L’evangelista Matteo ci ricorda oggi il nostro impegno o missione cristiana che è quella di seguire le orme, i passi del nostro Maestro Gesù Cristo. Gesù incarna in sé il sacramento del perdono. I nostri limiti umani, tante volte, rendono difficile l’accoglienza dei fratelli e l’esercizio della carità nei loro confronti. Per superare queste situazioni c’è un rimedio evangelico infallibile: il perdono.
Il perdono è il “pane quotidiano” di una comunità o di una chiesa domestica. Infatti, ogni giorno, c’è bisogno di perdono, perché ogni giorno ci possono essere contrasti che creano divisioni. Nella logica del Vangelo perdonare significa dimenticare, non si tratta di memoria, ma di cuore, – e dimenticare significa amare di più il fratello, accogliendolo pienamente e comportandosi con lui come se nulla fosse accaduto, cioè senza lasciarci condizionare dal male ricevuto. Perdonare significa “ricordarsi per dimenticare” come dice il profeta Isaia: “io perdonerò la loro iniquità e non mi ricorderò più del loro peccato”.

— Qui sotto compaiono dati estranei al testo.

PR #81, opened 2021-10-12
Call simple merton

ghost:
This closes ADO 1671.
Speed is improved by several minutes per run.
I reproed that results for CL do not change.
There is no reason why it should differ but to go absolutely sure I will also run pre post tests for other asset types.


jacobvjk (approved):
LGTM!

PR #87, opened 2021-10-15
Wrangle fin

MirijaHa:


R/wrangle_and_check.R
```diff
@@ -81,3 +81,44 @@ wrangle_and_check_pacta_results <- function(pacta_results, start_year, time_hori
...
+#' Applies custom improvements of `net_profit_margin` and does row and cols
+#' selections as well as filtering.
+#'
+#' @param financial_data A data set of `financal_data`.
+#' @param start_year String holding start year of analysis.
+#'
+#' @return A prewrangled `financal_data` set.
+wrangle_financial_data <- function(financial_data, start_year) {
+  financial_data <- financial_data %>%
+    dplyr::mutate(net_profit_margin = profit_margin_preferred) %>%
```
jacobvjk, line 96: can I suggest to add data masking where it applies?

MirijaHa: You can, and I thought you would, but since in this case it would be quite a lot of work (all those if else conditions need several masking) and there is a good chance we get rid of this alltogether when we move towards CRAN ready version I would rather not :)

PR #92, opened 2021-10-18
2372 stricter checks

ghost:


tests/testthat/test-filter.R
```diff
@@ -0,0 +1,39 @@
...
+  )
+  expect_error(keep_merton_compatible_rows(input_data, stage = "some"), "Invalid")
+})
+
+
+test_that("input remains unaltered if rows are merton compatible", {
+  input_data <- tibble::tibble(
+    debt = c(1, 2),
+    equity_0_baseline = c(1, 2),
+    equity_0_late_sudden = c(1, -1.99),
```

San Giovanni Paolo II nel messaggio per la giornata mondiale della pace del 1997 scriveva: “offri il perdono, ricevi la pace”. Resta vero che non si può rimanere prigionieri del passato: occorre una sorta di purificazione della memoria affinché i mali non tornino a prodursi. Il perdono richiede fede, carità, rinnegamento di sé, lotta contro l’uomo della carne. Essa deve essere totale, nel cuore e nel comportamento. Dal perdono nascono la condivisione, il servizio, la pace, la partecipazione alle gioie e alla sofferenza altrui.
Senza perdono c’è il cancro, il pericolo di rendere incurabile il nostro male. Vivendo solo in atteggiamento di perdono possiamo rivolgerci al Signore pregando: “rimetti a noi i nostri debiti come anche noi li rimettiamo ai nostri debitori”, e potremo accostarci con verità ai sacramenti della riconciliazione e dell’Eucaristia.